そんなある日、部活から帰ろうとしたら校門の近くで親友になったユイちゃん(*パイポテは負けてないと思うんだけど)とイツキ君が待っていた。
優君が私の浮気を疑ってる。一緒にいた彼氏のイツキ君が俺が責任取るから知っててくれって。イツキだけじゃなくて私も責任とるから、玲ちゃんは優君とすれ違いなんかしないで話し合ってって。
冷水を浴びせられるとはこのことかと…、私はなんて大馬鹿者なんだろうと…。
心の底から二人に感謝してお礼を言った。もし二人からの優しい密告がなければ本当に全てを失っていたかもしれない。
すぐに優君に会って誤解を解かなきゃ。でも優君の家が分からないし、呼び出すなんてさせられない。メール? LINE? でだとさらに誤解を招きそうで…焦る頭の中がグルグル回る…。ダメ、速さは大事。でも急いては事を仕損ずる 。釈明の計画を練って、明日のお昼にしっかりと誤解を解かなくっちゃって。
翌日のお昼、すぐに誤解を解こうと思ったけど、優君の方から私の両親に挨拶したいから家に行きたいと言われて、頭の中がてんやわんやのお祭り騒ぎで、もちろん快諾したけど。その時に全部ちゃんと話そうと。
どさくさに紛れて優君の家へ訪問する約束を取れた時に、こぶしをグッと強く握りしめたのは内緒だ。
そして優君が訪問してくれる日、私は誤解を解くために令にぃが載ってるアルバムに誕生日プレゼント、そして貧血の予防・改善効果のあるネトルティーも用意した。

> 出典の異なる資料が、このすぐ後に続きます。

PR #28, opened 2015-09-30
Cleaned variable names for targetting terminal class

gordon-cheung:


bseto:
I like the new names better than the old ones! good :)

targeting_terminal.py
```diff
@@ -16,22 +16,27 @@
...
-        self.fontSize_ = 15
-        self.maxTextWidth_ = 380
         self.terminal_rect_ = None
-        self.terminalHeight_ = 25
-        self.terminalRectX_ = 10
-        self.terminalRectY_ = 40
-        self.terminalWidth_ = 400
+        
+        # Terminal Visual Constants
+        self.terminal_RectX_ = 10
```
ExtraGravity: This is like a mix of capCase and under_scores. Should be consistent, so
`self.terminal_Rectx_` should be `self.terminal_rect_x_

ExtraGravity:
They are better overall, the naming has improved, but small things like the consistent use of underscores needs to be improved.

gordon-cheung:
Pliz Review again

ExtraGravity:
Looks good, merge in from master first. Make sure everything is still the same, then we can merge in the pull request.

EDIT: Nevermind looks good, merging.

PR #29, opened 2015-10-01
New not so basic grunt

bseto:


basic_grunt.py
```diff
@@ -66,6 +66,7 @@ def __init__(self, starting_position, universe):
         self.speed_ = 0.5
         self.health_ = 30
         self.universe_ = universe
+        self.enemy_type_ = "BasicGrunt"
```
ExtraGravity, line 71: I think `self.type_` would suffice in this setting

gamemaster.py
```diff
@@ -3,6 +3,7 @@
 import pygame
 
 from basic_grunt import BasicGrunt
+from not_so_basic_grunt import NotSoBasicGrunt
```
ExtraGravity: Imports should be in alphabetical order

gamemaster.py
```diff
@@ -37,6 +38,11 @@ def spawn_basic_grunt(self):
         the_basic_grunt = BasicGrunt(starting_position, self.universe_)
         self.universe_.create_enemy(the_basic_grunt)
 
+    def spawn_not_so_basic_grunt(self):
+        starting_position = [self.universe_.width_*random.choice(self.basic_grunt_x_spawn_locations), 0]
```
ExtraGravity: Instead of using `self.basic_grunt_x_spawn_locations` for `not_so_basic_grunt` we should either generalize the spawn location variable name, or make specific one for not so basic grunt. I think the first solution is better.

gamemaster.py
```diff
@@ -44,6 +50,7 @@ def update(self, events):
             if self.basic_grunt_spawn_delay_ < self.minimum_spawn_delay_:
                 self.basic_grunt_spawn_delay_ = self.minimum_spawn_delay_
         if self.basic_grunt_spawn_timer_ > self.basic_grunt_spawn_delay_:
+            self.spawn_not_so_basic_grunt()
```
ExtraGravity: I don't like how they're being spawned together, but I don't have any easy solutions either. It'll be messy to add another spawn timer (might be okay for prototype), if we do that the correct solution would be create a spawner class.

homing_missiles.py
```diff
@@ -109,12 +109,22 @@ def draw_entities(self, screen):
         pygame.draw.rect(screen, self.main_character_color_, main_character_rect)
         self.draw_friendly_projectiles(screen)
 
+    def determine_enemy_color(self, enemy):
+        enemy_type = enemy.get_type()
+        if enemy_type == "BasicGrunt":
+            return YELLOW
+        elif enemy_type == "NotSoBasicGrunt":
+            return WHITE
+
```
ExtraGravity, line 152: Nitpicky, but I think it'd be more clear to have an `else` statement here.

homing_missiles.py
```diff
@@ -109,12 +109,22 @@ def draw_entities(self, screen):
...
+        return RED
+
     def draw_target_tags(self, screen):
         for enemy in self.universe_.enemies():
+            enemy_color = self.determine_enemy_color(enemy)
```
ExtraGravity: This is something we're doing twice, but I don't have any reasonable solutions to not do it twice. We should make a note of this but not something we need to change for the prototype.

not_so_basic_grunt.py
```diff
@@ -0,0 +1,100 @@
...
+        self.ID_ = self.create_ID()
+        self.size_ = 15
+        self.health_ = 30
+        self.universe_ = universe
+        self.listeners_ = []
+        self.enemy_type_ = "NotSoBasicGrunt"
+
+        self.x_velocity = 0
+        self.y_velocity = 0.3 
+        self.x_accel = 0
```
ExtraGravity, line 77: Normally I'd say abbreviations are not good in variable names, but I think this one is good. `acceleration` is a long word.

not_so_basic_grunt.py
```diff
@@ -0,0 +1,100 @@
...
+from gameobject import GameObject
+
+
+class NotSoBasicGrunt(GameObject):
+    
+
+    def __init__(self, starting_position, universe):
+        self.position_ = starting_position
+
+        self.ID_ = self.create_ID()
```
ExtraGravity: I made a change in another pull request so to make `ID_` lower case everywhere, so `ID_` becomes `id_`. I'd recommend changing it now before facing a mysterious bug later.

not_so_basic_grunt.py
```diff
@@ -0,0 +1,100 @@
...
+        self.y_accel = 0
+
+        self.gravity_hole_1 = (500,300)
+
+    """
+    Update Functions
+    """
+
+    def update(self, events):
+        force_1 = self.calculate_force_from_(self.gravity_hole_1)
```
ExtraGravity: Either implements lists here for multiple forces and multiple gravity holes, or remove the `_1`s.

not_so_basic_grunt.py
```diff
@@ -0,0 +1,100 @@
...
+
+class NotSoBasicGrunt(GameObject):
+    
+
+    def __init__(self, starting_position, universe):
+        self.position_ = starting_position
+
+        self.ID_ = self.create_ID()
+        self.size_ = 15
+        self.health_ = 30
```
ExtraGravity, line 67: Variables should be in alphabetical order.

not_so_basic_grunt.py
```diff
@@ -0,0 +1,100 @@
...
+        force_1 = self.calculate_force_from_(self.gravity_hole_1)
+
+        self.x_accel = force_1[0]
+        self.y_accel = force_1[1]
+
+        self.x_velocity += self.x_accel
+        self.y_velocity += self.y_accel
+
+        #Space friction, the not_so_basic_grunt will eventuall be at a stanstill
+        self.x_velocity += -self.x_velocity*0.00001
```
ExtraGravity: I commented that these are magic numbers before, but I think leaving them with the comment is better actually. They'll clutter up the init function unnecessarily, and reading it now I knew what they were for. Perfect use of a comment :)

not_so_basic_grunt.py
```diff
@@ -0,0 +1,100 @@
...
+        self.y_velocity += -self.y_velocity*0.003
```
ExtraGravity: I'd say writing it 
`self.y_velocity -= self.y_velocity*0.003`
or
`self.y_velocity *= 0.997` 
would be better.

not_so_basic_grunt.py
```diff
@@ -0,0 +1,100 @@
...
+            self.health_ -= damage
+
+    def get_type(self):
+        return self.enemy_type_
+    """"
+    Private Functions
+    """
+    
+
+    def calculate_force_from_(self, gravity_hole):
```
ExtraGravity: I like the function name! But remove the trailing underscore

not_so_basic_grunt.py
```diff
@@ -0,0 +1,100 @@
...
+            x_force = -0.18
+        else:
+            x_force = 0.18
+
+        if y_distance < 0:
+            y_force = -0.18
+        else:
+            y_force = 0.18
+
+        return (x_force, y_force)
```
ExtraGravity: Brackets not necessary

not_so_basic_grunt.py
```diff
@@ -0,0 +1,100 @@
...
+    """"
+    Private Functions
+    """
+    
+
+    def calculate_force_from_(self, gravity_hole):
+        x_distance = gravity_hole[0] - self.position_[0]
+        y_distance = gravity_hole[1] - self.position_[1]
+
+        if x_distance < 0:
```
ExtraGravity, line 149: These few lines better written as:

```
x_force = 0.18
if x_distance < 0:
    x_force *= -1
```

not_so_basic_grunt.py
```diff
@@ -0,0 +1,100 @@
...
+            x_force = -0.18
```
ExtraGravity: Magic numbers here need to be fixed.

not_so_basic_grunt.py
```diff
@@ -0,0 +1,100 @@
...
+    Listener Functions
+    """
+
+    def report_destroyed(self):
+        for listener in self.listeners_:
+            listener.reported_destroyed(self)
+    
+    def register(self, listeners):
+        self.listeners_.append(listeners)
+        pass
```
ExtraGravity: Delete this `pass`

rifle.py
```diff
@@ -137,17 +137,29 @@ def draw_entities(self, screen):
...
                         (enemy.position_[0] * self.DRAWING_SCALE_ - (width/2),
                         (enemy.position_[1] * self.DRAWING_SCALE_ + enemy.size_/2) + (self.target_tag_y_spacing_ * self.DRAWING_SCALE_)))
 
+    def determine_enemy_color(self, enemy):
+        enemy_type = enemy.get_type()
+        if enemy_type == "BasicGrunt":
+            return RED
+        elif enemy_type == "NotSoBasicGrunt":
+            return WHITE
+
```
ExtraGravity, line 166: Should be a `else` here

homing_missiles.py
bseto, line 152: I was debating that myself, and I decided that if anyone was to add a new `elif` they'd have to move that between the `else` and the previous `elif`. This solution lets the person just add a new `elif` to the end without moving anything else

ExtraGravity, line 152: I still think the `else` is better but that's a fair argument, I can accept that..

homing_missiles.py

優君は一般的な高校生よりも体力が少ない方だと思う。なので優君のお弁当も少しづつ体質改善を目的とした食事療法の献立だったりする。
ネトルの花言葉の勇気で、後押しして欲しかったのもある。後ろめたいものは何も無いのに? 優君から勇気を与えてもらったのに? と思うだろうけど、優君本人に対してだけは私の勇気も弱腰になってしまう。優君は私限定で無敵なのだ。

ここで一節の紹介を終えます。